When he delivered his “I have a dream” speech on the steps of the Lincoln Memorial, Dr. King invoked the promise of the Declaration of Independence, which stated that governments should secure the rights of “life, liberty, and the pursuit of happiness.” Polluted air and water, contaminated soil and food, and other unhealthy aspects of the environment interfere with the pursuit of a long and happy life. Until everyone in this country can breathe clean air, drink clean water, and eat healthy food, Dr. King’s dream will not be realized.

5 thoughts on “Dr. King’s legacy and environmental justice

  1. Martin Luther King’s efforts were about civil rights in that all men were created equal. it was about race relations and cultural relations. It was NOT about some made up ponzi scheme to advance global governance that leftist marxists call global warming. Global warming fearmongering gains the globalists the funds they need to seek their greedy desires for domiminance. The very thing Dr.King preached AGAINST!

    Liberals always change history to their advantage. I challenge any marxist liberal on the planet to give me any speech of Dr. King’s where he mentioned evolution, global warming, etc.

    The next thing we know liberals will be telling people that Thomas Jefferson wrote global warming reparations into the constitution.

    Stand up for liberty, freedom, and independence! Destroy the new World Order. May it burn in the ashes of the rubble of a false society it helped create.
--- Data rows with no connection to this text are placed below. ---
PR #6651, opened 2020-06-21
CompilationContext-default-optionFullBlockClosure

MarcusDenker:
optionFullBlockClosure is enabled by the build, but the default options do not reflect that.

-> make optionFullBlockClosure default


dionisiydk (approved):

MarcusDenker:
we will do that later, needs some considerations with the bootstrap

PR #8924, opened 2021-03-30
RB - Improve Extract Method Refactoring

### LINKED ISSUE #8871: Extract method in the superclass is not fully working
Take pillar 8eec3c949d2b1a61ce1f5b3efa547dfed45f7288 and take an use of Smalltalk os lineEnding.

When we do extract method, we are asked if we want to search in the complete hierarchy. 
This should lead to 
 - check and extract that expression in the top most class (the top most class using `Smalltalk os lineEnding.`. This way we get lineEnding in the class higher in the hierarchy
 - then we should check the full hierarchy below this top most class and extract the method to call the extracted method.

Lin777:
Fixes #8871

Now you can specify the class where you want the method to be extracted .

You can see the new behavior in the following video: https://www.youtube.com/watch?v=fCCp9he8Zq0


Ducasse:
The videos is super cool :)!!!

PR #8927, opened 2021-03-31
ReleaseTest: testNoShadowedVariablesInMethods

MarcusDenker:
- add #testNoShadowedVariablesInMethods
- move all tests about Variables to its own category

This test makes sure that there are no methods with shadowing variables other than the 4 examples we use for testing


Ducasse:
I do not get why this test is not working.
osx-64 / Tests-osx-64 / testAs – MacOSX64.Collections.Strings.Tests.Base.ByteSymbolTest

MarcusDenker:
running the tests again, it does not fail anymore

PR #8928, opened 2021-03-31
Speedup-reflective-read-IndexedSlot

MarcusDenker:
Read and Write of indexed instance variables via the variable (IndexedSlot or a subclass) is using the mirror method on thisContext.

(thus we can read ivars from objects without sending a message to them, Variables thus can be understood to be special kinds of Mirror objects)

```Smalltalk
read: anObject
	^ thisContext object: anObject instVarAt: index
```

But this means that we have to reference thisContext... which the VM does not like (it is slow).

The actual primitives do not care about the receiver, we can just copy them and implement them in IndexSlot:

```Smalltalk
read: anObject
	^ self object: anObject instVarAt: index
```

A simple naive benchmark:

```
slot := Point slotNamed: #x.
[slot read: 4@4 ] bench  

before: "'12863984.406 per second'"
after: "'28472842.495 per second'"
```

Which means this is indeed faster, with not changing the complexity too much.

### DIFF
--- a/src/Kernel/IndexedSlot.class.st
+++ b/src/Kernel/IndexedSlot.class.st
@@ -49,11 +49,38 @@ IndexedSlot >> isVirtual [
 ]
 
 { #category : #'meta-object-protocol' }
+IndexedSlot >> object: anObject instVarAt: anIndex [
+	"Primitive. Answer a fixed variable in an object. The numbering of the 
+	 variables corresponds to the named instance variables. Fail if the index 
+	 is not an Integer or is not the index of a fixed variable. Essential for the
+	 debugger. See  Object documentation whatIsAPrimitive."
+
+	<primitive: 73>
+	"instead of copying the fail code here, just call the method that has it"
+	^thisContext object: anObject instVarAt: anIndex
+]
+
+{ #category : #'meta-object-protocol' }
+IndexedSlot >> object: anObject instVarAt: anIndex put: aValue [ 
+	"Primitive. Store a value into a fixed variable in the argument anObject.
+	 The numbering of the variables corresponds to the named instance
+	 variables.  Fail if the index is not an Integer or is not the index of a
+	 fixed variable.  Answer the value stored as the result. Using this
+	 message violates the  principle that each object has sovereign control
+	 over the storing of values into its instance variables. Essential for the
+	 debugger. See Object documentation whatIsAPrimitive."
+
+	<primitive: 74>
+	"instead of copying the fail code here, just call the method that has it"
+	^thisContext object: anObject instVarAt: anIndex put: aValue 
+]
+
+{ #category : #'meta-object-protocol' }
 IndexedSlot >> read: anObject [
-	^ thisContext object: anObject instVarAt: index
+	^ self object: anObject instVarAt: index
 ]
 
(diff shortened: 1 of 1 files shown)


pavel-krivanek (approved):

src/Kernel/IndexedSlot.class.st
```diff
@@ -48,12 +48,39 @@ IndexedSlot >> isVirtual [
...
+	 The numbering of the variables corresponds to the named instance
+	 variables.  Fail if the index is not an Integer or is not the index of a
+	 fixed variable.  Answer the value stored as the result. Using this
+	 message violates the  principle that each object has sovereign control
+	 over the storing of values into its instance variables. Essential for the
+	 debugger. See Object documentation whatIsAPrimitive."
+
+	<primitive: 74>
+	"instead of copying the fail code here, just call the method that has it"
+	^thisContext object: anObject instVarAt: anIndex put: aValue
```
dionisiydk, line 75: Years ago I extracted all mirrors to MirrorPrimitives class. I think it can be used here. 
I wonder if there will be any performance difference comparing to such internal primitive call

MarcusDenker: Yes, I was thinking: why not have a class Mirror that has the method on the class side, but that one can instantiate for an object, too (and provide the API on that instance, too).

This way we can use the class side methods here and not pay the cost to create a mirror instance.

MarcusDenker: Having the mirror methods in a dedicated class is for sure the way to go: I want to add some methods so we can get the slots of an instance without sending messages. (I am experimenting with a "Reflective Object Graph Visitor" that uses the power of being able to annotate instance variables to denote sub-graphs...)

src/Kernel/IndexedSlot.class.st
```diff
@@ -48,12 +48,39 @@ IndexedSlot >> isVirtual [
...
+
+	<primitive: 74>
+	"instead of copying the fail code here, just call the method that has it"
+	^thisContext object: anObject instVarAt: anIndex put: aValue 
+]
+
 { #category : #'meta-object-protocol' }
 IndexedSlot >> read: anObject [
-	^ thisContext object: anObject instVarAt: index
+	^ self object: anObject instVarAt: index
```
dionisiydk, line 80: I mean there is already a method for this:
```Smalltalk
MirrorPrimitives fixedFieldOf: anObject at: anIndex
```

src/Kernel/IndexedSlot.class.st
```diff
@@ -48,12 +48,39 @@ IndexedSlot >> isVirtual [
...
 ]
 
 { #category : #'meta-object-protocol' }
 IndexedSlot >> write: aValue to: anObject [
-	^ thisContext object: anObject instVarAt: index put: aValue
+	^ self object: anObject instVarAt: index put: aValue
```
dionisiydk, line 85: And this:
```Smalltalk
MirrorPrimitives fixedFieldOf: anObject at: anIndex put: aValue
```
It avoids spreading those primitives around the image.

MarcusDenker: Ah, I will check! This should be used here, yes!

  2. For those of us who listen to the vast majority of scientists, global warming is a threat to equality because it will disproportionately harm the most disadvantaged — and in some ways is doing so already.

  3. There is no reason why the “disadvantaged” should be disadvantaged at all. Every day I see people who call themselves “disadvantaged” yet these same people have the latest cell phones, the most expensive cable television packages, and not once have I heard of any of them starving to death- most of the eat better than I do.

    This whole “disadvantaged” pity party has gone too far. Time to fish or cut bait.

    I admit that around the world there are truly disadvantaged people who do not have clean water or food and I truly am sorry for that, but here in the US they are few and far between. Most of them caused their own problems to start with. They are not to be called disadvantaged. They are to be given loans to be helped out of their problems and be educated. Most of the people I deal with are too stupid to realize that paying the electric bill is far more important than facebook or cable television or the latest song.

  4. @liz: “For those of us who listen to the vast majority of scientists”

    What happens when one of those scientists decides to coeme out of the closet so to speak and inform the public of this global scam called global warming? He is ridiculed to no end and he loses his credentials and his career. If one person decides to challenge the establishment he is punished. Funny, I dod not recall that as a prerequisite to the scientific method. I though science was about discovery, not fraud, bullying, and mass deception.

  5. One of the things I like about the field of public health is that the emphasis is on improving population health – in this case, making air and water cleaner – and not deciding who is or isn’t worthy of help based on whether they “caused their own problems to start with.”